• _Assignment_: One figure is the expected answer: how many lines in the listing contain "bearing".

• _Supplied data_:
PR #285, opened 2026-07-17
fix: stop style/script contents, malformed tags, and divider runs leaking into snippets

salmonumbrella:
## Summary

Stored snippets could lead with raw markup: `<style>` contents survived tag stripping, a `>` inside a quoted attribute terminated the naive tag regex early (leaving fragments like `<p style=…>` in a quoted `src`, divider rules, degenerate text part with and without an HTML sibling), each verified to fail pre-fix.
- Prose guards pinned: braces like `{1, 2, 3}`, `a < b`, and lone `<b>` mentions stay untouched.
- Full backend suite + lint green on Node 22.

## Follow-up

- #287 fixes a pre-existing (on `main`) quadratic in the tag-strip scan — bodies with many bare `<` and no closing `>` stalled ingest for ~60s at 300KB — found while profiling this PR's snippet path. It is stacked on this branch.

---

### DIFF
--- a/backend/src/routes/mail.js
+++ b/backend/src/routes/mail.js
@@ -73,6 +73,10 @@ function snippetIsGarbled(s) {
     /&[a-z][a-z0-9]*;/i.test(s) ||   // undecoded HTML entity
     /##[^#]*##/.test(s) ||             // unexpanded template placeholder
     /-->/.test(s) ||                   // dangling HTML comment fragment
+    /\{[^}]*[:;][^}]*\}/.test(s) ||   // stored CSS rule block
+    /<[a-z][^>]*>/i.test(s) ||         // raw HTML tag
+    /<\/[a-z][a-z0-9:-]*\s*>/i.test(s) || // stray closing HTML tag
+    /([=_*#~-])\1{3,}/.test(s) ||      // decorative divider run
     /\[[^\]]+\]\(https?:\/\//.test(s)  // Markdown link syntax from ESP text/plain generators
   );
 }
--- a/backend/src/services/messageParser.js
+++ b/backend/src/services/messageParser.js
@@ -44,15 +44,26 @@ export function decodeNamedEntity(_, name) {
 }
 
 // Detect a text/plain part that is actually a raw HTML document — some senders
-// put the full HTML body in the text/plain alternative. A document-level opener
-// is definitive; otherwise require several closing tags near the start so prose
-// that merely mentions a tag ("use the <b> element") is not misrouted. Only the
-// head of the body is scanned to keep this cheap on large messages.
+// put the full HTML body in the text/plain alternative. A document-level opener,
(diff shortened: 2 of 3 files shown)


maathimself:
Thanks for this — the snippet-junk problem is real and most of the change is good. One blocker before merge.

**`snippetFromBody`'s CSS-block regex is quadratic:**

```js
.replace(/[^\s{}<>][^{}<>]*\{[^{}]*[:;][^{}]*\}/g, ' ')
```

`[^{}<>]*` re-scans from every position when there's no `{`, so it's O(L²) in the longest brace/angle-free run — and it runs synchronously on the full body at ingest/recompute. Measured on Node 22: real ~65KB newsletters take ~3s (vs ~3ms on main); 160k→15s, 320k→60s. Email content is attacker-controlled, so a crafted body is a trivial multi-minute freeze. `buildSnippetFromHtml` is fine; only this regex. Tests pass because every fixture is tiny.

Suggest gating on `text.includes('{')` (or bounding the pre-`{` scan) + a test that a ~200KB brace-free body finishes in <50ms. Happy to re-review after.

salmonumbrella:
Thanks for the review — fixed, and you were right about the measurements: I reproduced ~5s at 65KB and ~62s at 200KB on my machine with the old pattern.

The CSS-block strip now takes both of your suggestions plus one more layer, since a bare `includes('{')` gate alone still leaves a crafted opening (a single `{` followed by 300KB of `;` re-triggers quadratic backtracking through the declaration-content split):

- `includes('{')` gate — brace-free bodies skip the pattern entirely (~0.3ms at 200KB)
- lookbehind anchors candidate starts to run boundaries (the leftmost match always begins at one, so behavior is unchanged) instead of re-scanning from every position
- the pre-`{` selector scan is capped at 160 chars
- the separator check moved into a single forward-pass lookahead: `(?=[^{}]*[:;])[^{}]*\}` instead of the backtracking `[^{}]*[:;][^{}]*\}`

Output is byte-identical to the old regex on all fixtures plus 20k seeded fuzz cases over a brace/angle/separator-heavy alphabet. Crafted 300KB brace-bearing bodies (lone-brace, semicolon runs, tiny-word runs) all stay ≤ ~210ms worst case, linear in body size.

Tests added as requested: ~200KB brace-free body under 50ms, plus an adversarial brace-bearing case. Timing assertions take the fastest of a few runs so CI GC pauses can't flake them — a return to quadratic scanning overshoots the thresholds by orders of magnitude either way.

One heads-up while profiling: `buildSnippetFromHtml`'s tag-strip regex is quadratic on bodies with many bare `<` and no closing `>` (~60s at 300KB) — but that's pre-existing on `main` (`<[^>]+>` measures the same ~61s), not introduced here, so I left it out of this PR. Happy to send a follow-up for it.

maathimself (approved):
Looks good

* * *

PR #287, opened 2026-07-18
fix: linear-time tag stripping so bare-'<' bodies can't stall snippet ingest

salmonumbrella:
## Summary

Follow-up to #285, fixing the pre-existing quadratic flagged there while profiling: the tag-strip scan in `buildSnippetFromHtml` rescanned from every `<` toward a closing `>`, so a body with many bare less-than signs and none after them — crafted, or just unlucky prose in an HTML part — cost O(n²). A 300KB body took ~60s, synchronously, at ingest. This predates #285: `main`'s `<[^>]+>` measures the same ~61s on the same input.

• _Answer to the problem_: 2